Implementation of melatonin into clinical practice must be performed cautiously as little is known about its potential interactions with other drugs, especially the ones used in critically ill subjects (e.g. sedatives, vasopressors, antibiotics or steroids). It is a consequence of sporadic use of melatonin in clinica practice. In the other hand, authors of clinical trials assessing melatonin in sepsis did not report any significant interactions with routine therapy.

 

  1. –       Conclude the section by summarizing the overall potential of melatonin as a therapeutic agent for sepsis and SAE. Emphasize the significance of preclinical evidence and initial clinical trial results in guiding future research and potential application in clinical practice.

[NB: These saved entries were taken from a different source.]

PR #830, opened 2020-04-11
Changes for Grafana and Promotheus with revisions.

vijcheru:
Signed-off-by: vijcheru <vijcheru@gmail.com>

#### Description

This PR fixes #    

#### Checklist

- [] [DCO](https://github.com/layer5io/meshery/blob/master/CONTRIBUTING.md#signing-off-on-commits-developer-certificate-of-origin) signed.
- [] Title of the PR starts with area name, e.g. `meshery:`, `mesheryctl:`, `ui:`.

### DIFF
--- a/handlers/prometheus_handlers.go
+++ b/handlers/prometheus_handlers.go
@@ -11,6 +11,7 @@ import (
 	"sync"
 
 	"github.com/gorilla/sessions"
+	"github.com/layer5io/meshery/helpers"
 	"github.com/layer5io/meshery/models"
 
 	"github.com/pkg/errors"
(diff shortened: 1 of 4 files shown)


nveenjain:
@leecalcote , should we also add IP addresses in the response, if so, which IP address should be put there? ClusterIP (if present, if present but set to none, what should be done or can we assume that it will always be present?)

nveenjain:
Current response:-

```json
{"grafana.istio-system":["3000"]}
```

leecalcote:
@nveenjain you're quite correct. Good foresight. Not only will having an IP address provide a better user experience now, but it will be a critical need in the future as we bring forth the concept of Environments and begin providing features to explicitly manage multiple clusters, multiple data planes under a common control plane, and multiple, integrated control planes.

For now, I'll suggest that we accept @vijcheru's pull request, and move forward with a design spec to identify a robust approach to which will be a complex challenge given the number of supported platforms. In advance of supporting multiple Environments, we'll want to develop routines that when given a service (e.g. Grafana) and port number can investigate the service mesh and suggest a full endpoint (with IP address or FQDN) to access the service external to the service mesh (access could still be limited to the cluster, but off-mesh).

leecalcote:
🤩 @vijcheru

 Thank you for this comment. A following paragraph was added:

The facts collected in the previous paragraphs suggest that melatonin may be potent therapeutical agent in patient in sepsis and with SAE. It is strongly suggested by results of pre-clinical studies on animal models which found initial clinical confirmation in human studies performed so far. The collected data allowa us to plan more efficient protocols of clinical trials with melatonin in the upcoming future.

 

–       To enhance the review and provide a more comprehensive understanding of the topic, the authors could consider including figures and tables. Here are some suggestions for potential figures and tables that could be included in the review:

Thank you for this suggestion. Following Figures and Tables were added

o   Figure: "Pathomechanisms of Sepsis-Associated Encephalopathy (SAE)"

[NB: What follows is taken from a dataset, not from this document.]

PR #832, opened 2020-04-13
feat: Restore Go_Tests and finalise CI Actions

### LINKED ISSUE #807: Add back the CI jobs e.g `static_check` `vet` `sec_check ` and `tests `
**Current Behavior**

o   Table: "Clinical Studies on Melatonin in Sepsis and Sepsis-Associated Encephalopathy"

o   Figure: "Mechanisms of Melatonin's Neuroprotective Effects in Sepsis"

Round 2

Reviewer 1 Report

The authors were responsive to the critique and adequately revised the manuscript. There are some typos, specifically in references section, likely due to formatting, but these can be corrected at the proofs stage

Minor proof reading is suggested.

Reviewer 2 Report

Thank you for providing a detailed response to my comments and suggestions. After reviewing the revisions and the authors' explanations, it appears that the authors have made a genuine effort to address the concerns raised and have significantly improved the quality of their paper.

 

With the comprehensive changes and additions made to the manuscript, I believe it now offers a more in-depth and well-rounded perspective on the topic. I appreciate the authors' dedication to enhancing the content and ensuring that the paper is both informative and accurate.

 

 

Given the improvements and the thoroughness of the revisions, I believe the review manuscript can now be considered for publication.